Legal action is being launched over low water allocations in QLD. 

Water service provider Sunwater has announced that irrigators in the Burnett River scheme will only receive 22 per cent of their water allocations for the 2021–22 financial year.

Irrigators received 100 per cent water allocations in the previous financial year, following an average of 90 per cent every year since Paradise Dam, south-west of Bundaberg, was filled in the 2010 floods.

However,after the Queensland government revealed structural and stability issues with the dam's concrete in 2019, about 100,000 megalitres of water had to be released into the Burnett River to alleviate pressure on the dam wall.

At the same time, the spillway was lowered by almost 6 metres, reducing its total capacity to 42 per cent.

Farmers have had to reduce their stocks in response, pushing some operations into unviable territory. 

Bundaberg lawyer Tom Marland is preparing a class action against the state government, claiming the economic impact of the reduced allocations could be in the billions, affecting up to 700 individual farming enterprises.
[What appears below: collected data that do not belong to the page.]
PR #1271, opened 2020-02-06
Skip completly transparent objects.

zbigg:
Skip completly transparent objects, so then don't land in render
pipeline if opacity===0.

* Tile: add updateDynamicObjects callback that shall be called by
  MapView to update dynamic objects explicitly

* MapView: Call `updateDynamicObjects` on all rendered tiles and then don't add
  completly transparent objects to scene

* TileGeometryCreator Refactor most of `onBeforeRender` callbacks so they are executed
  in controlled (in scope of `Tile.updateDynamicObjects`)

* Unrelated - don't install fading render helper at all if fading is
  disabled

### DIFF
--- a/@here/harp-mapview/lib/MapView.ts
+++ b/@here/harp-mapview/lib/MapView.ts
@@ -2955,7 +2955,17 @@ export class MapView extends THREE.EventDispatcher {
     private renderTileObjects(tile: Tile, zoomLevel: number) {
         const worldOffsetX = tile.computeWorldOffsetX();
         if (tile.willRender(zoomLevel)) {
+            tile.updateDynamicObjects();
+
             for (const object of tile.objects) {
+                // Don't add completly transparent objects.
+                if ("material" in object && (object as any).material instanceof THREE.Material) {
+                    const material: THREE.Material = (object as any).material;
+                    if (material.opacity === 0) {
+                        continue;
+                    }
+                }
+
                 object.position.copy(tile.center);
                 if (object.displacement !== undefined) {
                     object.position.add(object.displacement);
--- a/@here/harp-mapview/lib/Tile.ts
+++ b/@here/harp-mapview/lib/Tile.ts
@@ -257,6 +257,14 @@ export interface TextElementIndex {
 }
 
 /**
+ * Updater for dynamic objects (materials, scene objects, [[TextElement]]s).
+ */
+export type DynamicObjectUpdater = () => void;
+
+// WIP In future, it will accept all params needed for effective expression evaluation.
+//export type DynamicObjectUpdater = (env: MapEnv, cache?: Map<Expr, Value>) => void;
+
+/**
  * The class that holds the tiled data for a [[DataSource]].
  */
 export class Tile implements CachedResource {
@@ -383,6 +391,8 @@ export class Tile implements CachedResource {
     private m_ownedTextures: WeakSet<THREE.Texture> = new WeakSet();
 
     private m_animatedExtrusionTileHandler: AnimatedExtrusionTileHandler | undefined;
+
+    private m_dynamicObjectsUpdaters: DynamicObjectUpdater[] = [];
 
     /**
      * Creates a new [[Tile]].
@@ -651,6 +661,23 @@ export class Tile implements CachedResource {
      */
     didRender(): void {
         // to be overridden by subclasses
+    }
+
+    /**
+     * Update dynamic objects (materials, scene objects, [[TextElement]]s) on this tile.
+     */
+    updateDynamicObjects(): void {
+        for (const updater of this.m_dynamicObjectsUpdaters) {
+            updater();
+        }
+    }
+
+    /**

“It's not just farmers, but all the subsidiary businesses and the Bundaberg economy that's going to suffer,” he told the ABC.

“Productivity losses with the reduction of crops … you're looking in the hundreds of millions.

“Once you start looking at properties that are losing value as a result of lack of water security, the number extrapolates into the billions.”

Mr Marland said legal proceedings should go ahead before the end of the year.